____ Data

PR #113, opened 2020-04-23
Make the number of clusters configurable

tpantelis:
Not all project E2E tests need 3 clusters so make it configurable.

A new indexed "clusters" array was added to the cluster_settings file
to hold the cluster names.

### DIFF
--- a/scripts/shared/cleanup.sh
+++ b/scripts/shared/cleanup.sh
@@ -8,9 +8,7 @@ source ${SCRIPTS_DIR}/lib/utils
 ### Functions ###
 
 function delete_cluster() {
-    if kind get clusters | grep -q ${cluster}; then
-        kind delete cluster --name=${cluster};
-    fi
+    kind delete cluster --name=${cluster};
 }
 
 function stop_local_registry {
@@ -23,7 +21,9 @@ function stop_local_registry {
 
 ### Main ###
 
-run_all_clusters delete_cluster
+clusters=($(kind get clusters))
+run_parallel "${clusters[*]}" delete_cluster
+
 stop_local_registry
 docker system prune --volumes -f
 
--- a/scripts/shared/clusters.sh
+++ b/scripts/shared/clusters.sh
@@ -25,6 +25,13 @@ source ${SCRIPTS_DIR}/lib/utils
 source "${SCRIPTS_DIR}/lib/cluster_settings"
 [[ -z "${cluster_settings}" ]] || source ${cluster_settings}
 
+cat << EOM
+Cluster settings::
+  clusters - ${clusters[*]@Q}
+  nodes per cluster - $(typeset -p cluster_nodes | cut -f 2- -d=)
+  install submariner - $(typeset -p cluster_subm | cut -f 2- -d=)
+EOM
+
 ### Functions ###
 
 function render_template() {
@@ -123,3 +130,4 @@ with_retries 3 run_all_clusters create_kind_cluster
 declare_kubeconfig
 run_subm_clusters deploy_weave_cni
 
+print_clusters_message
--- a/scripts/shared/deploy.sh
+++ b/scripts/shared/deploy.sh
@@ -52,5 +52,9 @@ install_subm_all_clusters
 
 deploytool_postreqs
 
-with_context cluster2 connectivity_tests
+if [ "${#clusters[@]}" -gt 2 ]; then
+    with_context "${clusters[1]}" connectivity_tests
+else
+    echo "Not executing connectivity tests - requires at least 3 clusters"
+fi
 
--- a/scripts/shared/lib/utils
+++ b/scripts/shared/lib/utils
@@ -53,52 +53,48 @@ function with_context() {
 }
 
 # Run cluster commands in parallel.
-# 1st argument is the numbers of the clusters to run for, supports "1 2 3" or "{1..3}" for range
+# 1st argument is the cluster names for which to run.
 # 2nd argument is the command to execute, which will have the $cluster variable set.
 # 3rd argument and so forth get passed to the command.
 function run_parallel() {
-    local clusters cmnd
-    clusters=$(eval echo "$1")
-    cmnd=$2
+    local cmnd=$2
     declare -A pids
-    for i in ${clusters}; do
+    for cluster in $(eval echo "$1"); do
         (
            set -o pipefail
-           with_context "cluster${i}" "$cmnd" "${@:3}" | sed "s/^/[cluster${i}] /"
+           $cmnd "${@:3}" | sed "s/^/[${cluster}] /"
         ) &
-        pids["${i}"]=$!
+        pids["${cluster}"]=$!
     done
 
-    for i in "${!pids[@]}"; do
-        wait ${pids[$i]}
+    for pid in "${pids[@]}"; do
+        wait $pid
     done
 }
 
 # Run the given command (with any arguments) in parallel on all the clusters.
 function run_all_clusters() {
-    run_parallel "{1..3}" "$@"
+    run_parallel "${clusters[*]}" "$@"
 }
 
 # Run the given command (with any arguments) in parallel on the clusters that install submariner.
 function run_subm_clusters() {
     declare -a subm_clusters
-    for i in {1..3}; do
-        [[ "${cluster_subm[cluster$i]}" != "true" ]] || subm_clusters+=( "$i" )
+    for cluster in "${clusters[@]}"; do
+        [[ "${cluster_subm[${cluster}]}" != "true" ]] || subm_clusters+=( "${cluster}" )
     done
 
     run_parallel "${subm_clusters[*]}" "$@"
 }
 
 # Run cluster commands sequentially.
-# 1st argument is the numbers of the clusters to run for, supports "1 2 3" or "{1..3}" for range
+# 1st argument is the numbers of the clusters names for which to run.
 # 2nd argument is the command to execute, which will have the $cluster variable set.
 # 3rd argument and so forth get passed to the command.
 function run_sequential() {
-    local clusters cmnd
-    clusters=$(eval echo "$1")
-    cmnd=$2
-    for i in ${clusters}; do
-        with_context "cluster${i}" "$cmnd" "${@:3}" | sed "s/^/[cluster${i}] /"
+    local cmnd=$2
+    for cluster in $(eval echo "$1"); do
+        $cmnd "${@:3}" | sed "s/^/[${cluster}] /" 
     done
 }
 
@@ -108,8 +104,8 @@ function registry_running() {
 }
 
 function add_cluster_cidrs() {
-    local idx="cluster${1}"
     local val=$1
+    local idx=$2
     [[ $globalnet != "true" ]] || val="0"
     cluster_CIDRs[$idx]="10.24${val}.0.0/16"
     service_CIDRs[$idx]="100.9${val}.0.0/16"
@@ -120,11 +116,25 @@ function declare_cidrs() {
     # shellcheck disable=SC2034 # these variables are used elsewhere
     declare -gA cluster_CIDRs service_CIDRs global_CIDRs
 
-    for i in {1..3}; do
-        add_cluster_cidrs $i
+    i=1
+    for cluster in "${clusters[@]}"; do
+        add_cluster_cidrs "$i" "$cluster"
+        i=$(("$i"+1))
     done
 }
 
 function declare_kubeconfig() {
     source "${SCRIPTS_DIR}"/lib/kubecfg
+}
+
+function print_clusters_message() {
+    cat << EOM
+Your virtual cluster(s) are deployed and working properly and can be accessed with:
+
+export KUBECONFIG=\$(find \$(git rev-parse --show-toplevel)/output/kubeconfigs/ -type f | -printf %p:)
+
+$ kubectl config use-context cluster1 # or cluster2, cluster3..
+
+To clean everthing up, just run: make cleanup
+EOM
 }
--- a/scripts/shared/lib/cluster_settings
+++ b/scripts/shared/lib/cluster_settings
@@ -3,6 +3,9 @@
 # shellcheck source=scripts/shared/lib/source_only
 . "${BASH_SOURCE%/*}"/source_only
 
+# Array of all cluster names that we create and deploy on.
+declare -ga clusters=(cluster{1..3})
+
 # Map of cluster names to a space separated string, representing a list of nodes to deploy.
 # Possible node types are 'control-plane' and 'worker'.
 # e.g. cluster_nodes['multi-master']="control-plane control-plane worker worker worker"
--- a/scripts/shared/lib/deploy_funcs
+++ b/scripts/shared/lib/deploy_funcs
@@ -52,7 +52,7 @@ function test_connection() {
     local source_pod=$1
     local target_address=$2
 
-    echo "Attempting connectivity between clusters - $source_pod (cluster2) --> $target_address (service on cluster3)"
+    echo "Attempting connectivity between clusters - $source_pod (${clusters[1]}) --> $target_address (service on ${clusters[2]})"
     if ! kubectl exec "${source_pod}" -- curl --output /dev/null -m 30 --silent --head --fail "${target_address}"; then
         return 1
     fi
@@ -62,16 +62,16 @@ function test_connection() {
 
 function connectivity_tests() {
     deploy_resource "${RESOURCES_DIR}/netshoot.yaml"
-    with_context cluster3 deploy_resource "${RESOURCES_DIR}/nginx-demo.yaml"
+    with_context "${clusters[2]}" deploy_resource "${RESOURCES_DIR}/nginx-demo.yaml"
 
     local netshoot_pod nginx_svc_ip
     netshoot_pod=$(kubectl get pods -l app=netshoot | awk 'FNR == 2 {print $1}')
-    nginx_svc_ip=$(with_context cluster3 get_svc_ip nginx-demo)
+    nginx_svc_ip=$(with_context "${clusters[2]}" get_svc_ip nginx-demo)
 
     with_retries 5 test_connection "$netshoot_pod" "$nginx_svc_ip"
 
     remove_resource "${RESOURCES_DIR}/netshoot.yaml"
-    with_context cluster3 remove_resource "${RESOURCES_DIR}/nginx-demo.yaml"
+    with_context "${clusters[2]}" remove_resource "${RESOURCES_DIR}/nginx-demo.yaml"
 }
 
 function add_subm_gateway_label() {


scripts/shared/cleanup.sh
```diff
@@ -23,7 +21,11 @@ function stop_local_registry {
 
 ### Main ###
 
-run_parallel "{1..3}" delete_cluster
+n=$(kind get clusters | wc -l)
```
mkolesnik, line 24: This is not good, you need to extract the exact names and delete them since there could be gaps for example..

scripts/shared/clusters.sh
```diff
@@ -23,6 +31,14 @@ source ${SCRIPTS_DIR}/lib/utils
 
 # Always source the shared cluster settings, to set defaults in case something wasn't set in the provided settings
 source "${SCRIPTS_DIR}/lib/cluster_settings"
+
+if [ ${num_clusters} -gt 3 ]; then
```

________

## Exercise details
All lines holding the word "need" must be found in the listing and copied.

## Expected answer
Not all project E2E tests need 3 clusters so make it configurable.
mkolesnik, line 24: This is not good, you need to extract the exact names and delete them since there could be gaps for example..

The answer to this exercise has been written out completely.